Why it's Impossible to Estimate Software Development Time - jtr1
http://blog.hut8labs.com/coding-fast-and-slow.html

======
pan69
Most software projects fail because they don't have an adequate plan. The
number of times I've been brought into a software develop project where there
wasn't a plan, is like, every single time.

Waving you hands while telling a story IS NOT A PLAN!

People can't even seem to do basic wire frames. It's ridiculous. How on earth
are you going to be able to make an estimate on something for which there
isn't even a basic plan? And I'm not even talking about a spec here, just even
a higher level plan that describes the project from a user point of view,
proposed functionality, features, expectations, budget, etc.

I get it, making a plan is difficult and boring work, but you know what? If
you can't make a freaking plan you certainly won't be able to build a product.
The plan is there to gain insight in the problems you're going to run into.
Let's solve all of the shit we can solve before we start writing code so that
when we do run into issues, they are genuine issues.

------
bediger4000
There's also the problem of undecideability as outlined in "Large Limits to
Software Estimation": scribblethink.org/Work/kcsest.pdf, plus supporting
material:
[http://scribblethink.org/Work/Softestim/softestim.html](http://scribblethink.org/Work/Softestim/softestim.html)

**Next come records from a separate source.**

PR #580, opened 2025-08-20
Require pinned pynwb version again

### LINKED ISSUE #543: Discussion related to #542
@njmei 
The original idea was that ipfx and MIES use the same nwb schema version.
As there is currently no support for multiple schema versions in one NWB file. I also doubt that this can be ever done properly.

From the requirements.txt of pynwb 

https://github.com/AllenInstitute/ipfx/blob/8c9d00d3f8f87b2a4c3bce29df4fe8140cdf5c65/requirements.txt#L13

and dandi-cli

https://github.com/dandi/dandi-cli/blob/39dc4f55caec0c92cdfed24db1bc604f988fc0e7/setup.cfg

one can work with older pynwb versions as well.

MIES supports NWB schema version 2.2.0, see https://github.com/AllenInstitute/IPNWB/blob/main/index.rst.

So in essence I think using the corresponding old pynwb version in ipfx, something like 1.2.1, would reduce the fragility introduced with #542.

t-b:
- [x] #582
- [x] Add integration tests with newer NWBv2 files, see also https://aiephys.slack.com/archives/C097D6GD6TV/p1755719172922809

Close #543

### DIFF
--- a/TESTING.md
+++ b/TESTING.md
@@ -1,0 +1,29 @@
+# Testing
+
+The tests in the `tests` folder use pytest and can be run locally as:
+
+```
+SKIP_LIMS=true TEST_INHOUSE=false pytest
+```
+
+This does not assume that you have access to AllenInstitute internal resources like LIMS or network shares.
+
+## Strategy for adopting newer NWB schema versions
+
+The upstream source of NWB files for ipfx is [MIES](https://github.com/AllenInstitute/MIES) and
+[IPNWB](https://github.com/AllenInstitute/IPNWB). We are at the moment using fixed versions of nwb-schema for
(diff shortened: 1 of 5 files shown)


t-b:
Regarding the integration tests we'll do:

> Regarding the planned move to pynwb 3.2.1 for ipfx and the corresponding nwb-schema version 2.9.0  for MIES/IPNWB. Is there a test procedure with these new NWB files I should follow? The existing tests not requiring LIMS already pass locally.
I was involved in adopting NWBv2 in 2020, but we never did an schema version upgrade.
As an idea we could reexport the NWBv2 files used in test_run_feature_vector.py with the newer MIES/IPNWB version and run that test with these files as well.

Also document that procedure.

gouwens (approved):

PR #1238, opened 2025-03-24
Add `/redo` command

Argmaster:
This pull request adds `/redo` command that restores changes undone with `/undo` command.

Extracted from: #1228 
Depends on: #1228


IntegratedQuantum (approved):
Nice and simple PR, nothing to complain, that's how I like them.

PR #1251, opened 2025-03-28
Directional drops

Argmaster:
This pull requests causes drops of blocks which don't convert to air to drop to the side they were mined from.

Resolves: #1058


Argmaster:
https://github.com/user-attachments/assets/01b88fa0-4753-442a-9383-c67deff0bab1

IntegratedQuantum:
There are several edge cases that aren't handled correctly (and these are non-trivial to handle either):

https://github.com/user-attachments/assets/b216e0ec-1b54-41cd-895e-e4dd7e18be56

https://github.com/user-attachments/assets/5afc5ee1-7de7-46b2-96ce-616bbcd038fb

In my opinion, the drop location and direction should be dictacted by the rotation mode. This might also allow us to implement the behavior that @ikabod-kee proposed in #1058 (which would be really nice in my opinion)

Argmaster:
For first one i agree it should not behave like this, but for second one I don't see anything overly bad, I mean, yeah, it maybe should just drop in place, but current behavior is not terrible. Could you be a bit more precise about what behavior you mean? The video or something else?

IntegratedQuantum:
> for second one I don't see anything overly bad

It's not overly bad. But it's incosistent behavior. It is a problem that should be fixed in my opinion.

> Could you be a bit more precise about what behavior you mean? The video or something else?

Yes the video, where the ore nicely pops out of the side of the block that was mined.

> As for using rotation mode to dictate drop direction, well, that's a lot of code and rotation mode is not only API that shows interest in controlling drops - so does EntityDataClass to eg. drop chest contents, so rotation mode should not have exclusive control over this.

Same when the player drops something, but these are different functions entirely, each of which would call `world.drop` in a completely different context.

> Maybe we could keep this as is as a dreaded workaround and revisit it when we have requirements from EntityDataClass ready?

I don't like the idea of adding temporary workarounds like this. They tend to stick around for a while since the source problem is no longer an issue. Furthermore you'll likely discover that revisiting this won't be needed for chests anyways.
I'd prefer if this was done right the first time, instead of adding a workaround that breaks in other cases.

Argmaster:
I guess ok, I was not supposed to approach new features, but I guess feature approached me.

As for making items drop do arc in air, well, this requires them to have enough Z+ and <away-from-block> velocity to overcome gravity, but without friction this will make them run away far from player. 

For making rotations handle drops, what exactly you think they should do? Because that stair case is basically about checking if spawn can happen in that neighbor block, not about moving spawn action itself into rotation code. Do we do both, or do go with some `canSpawnDropHere` or sth that will check if drop can be spawned in that particular location?

IntegratedQuantum:
> Because that stair case is basically about checking if spawn can happen in that neighbor block

Just to write it down: The item should drop on the side that the player mined. With this it's safe to assume that there is enough empty space there for the item to drop, and if there isn't, regular item unstucking (which is done during the physics update and currently a bit broken) should take care of it.

Argmaster:
https://github.com/user-attachments/assets/00cbefd8-7e74-41c6-9d42-93c8f9ed2a68

src/Inventory.zig
```diff
@@ -1620,17 +1622,56 @@ pub const Command = struct { // MARK: Command
...
+					main.server.world.?.drop(itemStack.clone(), dropPos, @floatCast(dropDir), dropVelocity);
+				}
+			} else {
+				const sign = std.math.sign(_dir_hint);
+				const factors = Vec3d{
+					@sin(@abs(std.math.atan(_dir_hint[0]))),
+					@sin(@abs(std.math.atan(_dir_hint[1]))),
+					@sin(@abs(std.math.atan(_dir_hint[2]))),
+				};
+				const edgeOffset = _dir_hint + factors*@as(Vec3d, @splat(std.math.sqrt(2) - 1));
```
IntegratedQuantum, line 1657: This math seems needlessly complex.
Couldn't you just also send a position hint/box (which would be useful for e.g. torches anyways) to avoid having to retrieve it here from just the direction?

IntegratedQuantum (changes requested):
Could find a way to simplify the block dropping code?
Does it really need two branches? Couldn't it be solved by giving extra parameters to the function?
I would pass it the direction, a random offset weight for the direction and a bounding box for the position. This should make the logic on the receiving end simpler and allow more freedom for other effects (I'm thinking about dropping torches here)

src/Inventory.zig
```diff
@@ -1554,6 +1555,7 @@ pub const Command = struct { // MARK: Command
 	const UpdateBlock = struct { // MARK: UpdateBlock
 		source: InventoryAndSlot,
 		pos: Vec3i,
+		dropDirection: Vec3d = Vec3d{0, 0, 1},
```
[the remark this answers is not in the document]
Argmaster: I mean, we can agree that this will be normalized on receiver side and make it u8, then you have like two decimal places of precision to work with by manipulating proportion between xyz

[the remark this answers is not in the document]
IntegratedQuantum: It might make sense to also pass a velocity in it, so it would not really make sense to always normalize it.

Either way that would be premature optimization, since handling normalized coordinates requires adding a lot more code and it's likely that this will not be called very often.
Switching to f32 is just "non-pessimization" to put it in Casey Muratori's terms. (Maybe I should add a section about this to the contributing guidelines?)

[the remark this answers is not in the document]
Argmaster: `main.server.world.?.drop` expect direction to be normalized, so that velocity thing we would have to revisit later.

Yeah, anything you find enforceable in reviews should be welcome in contribution guidelines.

src/Inventory.zig
```diff
@@ -1620,17 +1623,33 @@ pub const Command = struct { // MARK: Command
...
 					if(drop.chance == 1 or main.random.nextFloat(&main.seed) < drop.chance) {
-						blockDrop(self.pos, drop);
+						blockDrop(self.dropPos, self.dropDir, drop);
 					}
 				}
 			}
 		}
 
-		fn blockDrop(pos: Vec3i, drop: main.blocks.BlockDrop) void {
+		fn blockDrop(dropPosHint: Vec3d, dirHint: Vec3f, drop: main.blocks.BlockDrop) void {
```
IntegratedQuantum, line 1632: These are no longer just hints, they are the real thing.

src/Inventory.zig
```diff
@@ -1554,6 +1555,8 @@ pub const Command = struct { // MARK: Command
 	const UpdateBlock = struct { // MARK: UpdateBlock
 		source: InventoryAndSlot,
 		pos: Vec3i,
+		dropPos: Vec3d,
```
IntegratedQuantum, line 1558: In my opinion it would make more sense to use a relative position (relative to `pos`), after all that's what you got on the client side anyways.

src/rotation.zig
```diff
@@ -65,10 +66,27 @@ pub const RotationMode = struct { // MARK: RotationMode
 			const boxTMin = @reduce(.Max, @min(t1, t2));
 			const boxTMax = @reduce(.Min, @max(t1, t2));
 			if(boxTMin <= boxTMax and boxTMax > 0) {
+				var face = Neighbor.dirUp;
```
IntegratedQuantum, line 69: Should be initialized to undefined since you overwrite it in every reachable path.

src/renderer.zig
```diff
@@ -915,7 +917,13 @@ pub const MeshSelection = struct { // MARK: MeshSelection
...
 
 	fn updateBlockAndSendUpdate(source: main.items.Inventory, slot: u32, x: i32, y: i32, z: i32, oldBlock: blocks.Block, newBlock: blocks.Block) void {
-		main.items.Inventory.Sync.ClientSide.executeCommand(.{.updateBlock = .{.source = .{.inv = source, .slot = slot}, .pos = .{x, y, z}, .oldBlock = oldBlock, .newBlock = newBlock}});
+		const pos = Vec3i{x, y, z};
+		const dropDir = if(newBlock.typ == 0) Vec3f{0, 0, 1} else @as(Vec3f, @floatFromInt(selectionFace.relPos()));
+		const dropPosOffset = if(newBlock.typ == 0) Vec3d{0.5, 0.5, 0.0} else @as(Vec3d, @splat(0.5)) + dropDir*@as(Vec3d, @splat(0.5));
+		const dropPos = @as(Vec3d, @floatFromInt(pos)) + dropPosOffset;
+		main.items.Inventory.Sync.ClientSide.executeCommand(.{
+			.updateBlock = .{.source = .{.inv = source, .slot = slot}, .pos = pos, .dropDir = dropDir, .dropPos = dropPos, .oldBlock = oldBlock, .newBlock = newBlock},
+		});
```
IntegratedQuantum, line 926: This has still too some edge cases, torches don't drop correctly when there are multiple in one block.

Also I don't like how everything now drops exactly from the center. The best solution would be to give a bounding box to the server and let it choose randomly within it.
Furthermore I think we should make a new interface function for this (or rename the rayIntersection function and give it more return types), to avoid all the edge cases, and allow torches to specify their drop location more exact in the future.

IntegratedQuantum (changes requested):

src/renderer.zig
Argmaster: > Also I don't like how everything now drops exactly from the center. The best solution would be to give a bounding box to the server and let it choose randomly within it. 

You would have to elaborate, however generally speaking I don't think we have to send bbox to server, we can calculate viable offset and pos here. IMO when dropping from side it makes most sense to have it drop from more or less center of the block. As for things that don't have to drop from the side, I made it randomized again.

> Furthermore I think we should make a new interface function for this (or rename the rayIntersection function and give it more return types), to avoid all the edge cases, and allow torches to specify their drop location more exact in the future.

We can already get nice results by just using selectionMin and selectionMax since they are equivalent to bbox of torch that is being broken. See current behavior. I had to also invert face value for carpets, as they were for some reason preferring collision with face that had normal in same direction as breaking direction. I must admit I don't fully understand math of those intersection, although I tried understanding it C:

Argmaster: Ok, adjusted as requested.

src/Inventory.zig
```diff
@@ -1555,9 +1556,80 @@ pub const Command = struct { // MARK: Command
 	const UpdateBlock = struct { // MARK: UpdateBlock
 		source: InventoryAndSlot,
 		pos: Vec3i,
+		drop: BlockDrop,
 		oldBlock: Block,
 		newBlock: Block,
 
+		const BlockDrop = struct {
```
IntegratedQuantum, line 1563: I would prefer calling this `BlockDropLocation`

src/Inventory.zig
```diff
@@ -1555,9 +1556,80 @@ pub const Command = struct { // MARK: Command
...
+				for(_drop.items) |itemStack| {
+					main.server.world.?.drop(itemStack.clone(), self.insidePos(pos), self.dropDir(), self.dropVelocity());
+				}
+			}
+			fn dropOutside(self: BlockDrop, pos: Vec3i, _drop: main.blocks.BlockDrop) void {
+				for(_drop.items) |itemStack| {
+					main.server.world.?.drop(itemStack.clone(), self.outsidePos(pos), self.dropDir(), self.dropVelocity());
+				}
+			}
+			fn insidePos(self: BlockDrop, _pos: Vec3i) Vec3d {
```
IntegratedQuantum, line 1585: I still don't understand how you order things.
If you want it to read like a book, then shouldn't `insidePos` be after `dropInside`?

src/Inventory.zig
```diff
@@ -1555,9 +1556,80 @@ pub const Command = struct { // MARK: Command
...
+			}
+			fn randomOffset(self: BlockDrop) Vec3d {
+				const itemMargin = itemHitBoxMargin();
+				const max: Vec3d = @min(@as(Vec3d, @splat(1.0)) - itemMargin, @max(itemMargin, self.max - itemMargin));
+				const min: Vec3d = @min(max, @max(itemMargin, self.min + itemMargin));
+				const center: Vec3d = (max + min)/@as(Vec3d, @splat(2));
+				const width: Vec3d = (max - min)/@as(Vec3d, @splat(2));
+				const factors = main.random.nextDoubleVectorSigned(3, &main.seed)*@as(Vec3d, @splat(0.5));
+				const offset = center + width*factors;
+				std.log.debug("min {d:.2} max {d:.2} offset {d:.2}", .{min, max, offset});
```
IntegratedQuantum, line 1597: This seems like it would needlessly spam the log, I assume you only used this for debugging?

src/Inventory.zig
```diff
@@ -1555,9 +1556,80 @@ pub const Command = struct { // MARK: Command
...
+				return @floatFromInt(self.dir.relPos());
+			}
+			inline fn major(self: BlockDrop) Vec3d {
+				return @floatFromInt(@abs(self.dir.relPos()));
+			}
+			inline fn minor(self: BlockDrop) Vec3d {
+				return @floatFromInt(self.dir.orthogonalComponents());
+			}
+			fn itemHitBoxMargin() Vec3d {
+				return @as(Vec3d, @splat(main.itemdrop.ItemDropManager.radius*2));
```
IntegratedQuantum, line 1618:
```suggestion
				return @splat(main.itemdrop.ItemDropManager.radius*2);
```

src/Inventory.zig
```diff
@@ -1555,9 +1556,80 @@ pub const Command = struct { // MARK: Command
...
+			}
+			fn dropDir(self: BlockDrop) Vec3f {
+				return @floatCast(vec.normalize(Vec3d{
+					self.direction()[0] + main.random.nextDoubleSigned(&main.seed)*0.25,
+					self.direction()[1] + main.random.nextDoubleSigned(&main.seed)*0.25,
+					if(self.direction()[2] < 0) self.direction()[2] else self.direction()[2] + 2.0,
```
IntegratedQuantum, line 1624: Shouldn't there be some randomness in the velocity too?

src/Inventory.zig
```diff
@@ -1555,9 +1556,80 @@ pub const Command = struct { // MARK: Command
...
+				const min: Vec3d = @min(max, @max(itemMargin, self.min + itemMargin));
+				const center: Vec3d = (max + min)/@as(Vec3d, @splat(2));
+				const width: Vec3d = (max - min)/@as(Vec3d, @splat(2));
+				const factors = main.random.nextDoubleVectorSigned(3, &main.seed)*@as(Vec3d, @splat(0.5));
+				const offset = center + width*factors;
+				std.log.debug("min {d:.2} max {d:.2} offset {d:.2}", .{min, max, offset});
+				return offset;
+			}
+			fn directionOffset(self: BlockDrop) Vec3d {
+				const half = @as(Vec3d, @splat(0.5));
```
IntegratedQuantum, line 1601: You use this quite often, sometimes also as `/@splat(2)`, maybe just make a struct-level constant for this?

src/Inventory.zig
```diff
@@ -1555,9 +1556,80 @@ pub const Command = struct { // MARK: Command
...
+			}
+			fn dropDir(self: BlockDrop) Vec3f {
+				return @floatCast(vec.normalize(Vec3d{
+					self.direction()[0] + main.random.nextDoubleSigned(&main.seed)*0.25,
+					self.direction()[1] + main.random.nextDoubleSigned(&main.seed)*0.25,
+					if(self.direction()[2] < 0) self.direction()[2] else self.direction()[2] + 2.0,
+				}));
+			}
+			fn dropVelocity(self: BlockDrop) f32 {
+				if(self.direction()[2] < -0.5) return 0.0;
```
IntegratedQuantum, line 1628: Shouldn't this only zero out the z component? Otherwise the thing just drops straight down.

IntegratedQuantum (changes requested):

src/Inventory.zig
Argmaster:
```suggestion
```

Yeah, it can be removed.

src/Inventory.zig
Argmaster: yes

src/Inventory.zig
Argmaster: I don't think it will be that noticeable with random drop direction, while it will have potential to screw up how nice the arc of drop flight  looks due to changed proportion between gravity and directional velocity.

src/Inventory.zig
Argmaster: Well, I will need to check again what the effect is when it is not zeroed, but I definitely did that on purpose.

Argmaster:
Ok, I tweaked the velocity so that its not completely zeroed, but items falling downwards still can't compete with Flash

IntegratedQuantum (changes requested):

src/rotation/carpet.zig
```diff
@@ -158,6 +158,7 @@ fn closestRay(comptime typ: enum {bit, intersection}, block: Block, _: ?main.ite
 			if(RotationMode.DefaultFunctions.rayModelIntersection(modelIndex, relativePlayerPos, playerDir)) |intersection| {
 				if(result == null or result.?.distance > intersection.distance) {
 					result = intersection;
+					result.?.face = intersection.face.reverse();
```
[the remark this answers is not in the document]
Argmaster: Firstly, this was determined empirically, so is definitely necessary. Secondly, I have no idea, but it works.

src/rotation/stairs.zig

Between psychological (biases) and neurological issues (like 5 +/\- 2) and
mathematical limits, estimation is pretty hopeless.

------
petervandijck
So on the other hand, then why do we estimate (with extremely limited
information) that this project will take 7 months for 8 developers, and
exactly TO THE DAY, we deliver the final projects 7 months later and the
client is happy?

AKA you can't estimate pieces, but you can still say this will be done in 3
months, and then you manage scope etc. so it's done in 3 months.

Or: you can't estimate how long this will take, but you can set a "how long"
given flexibility in the "this".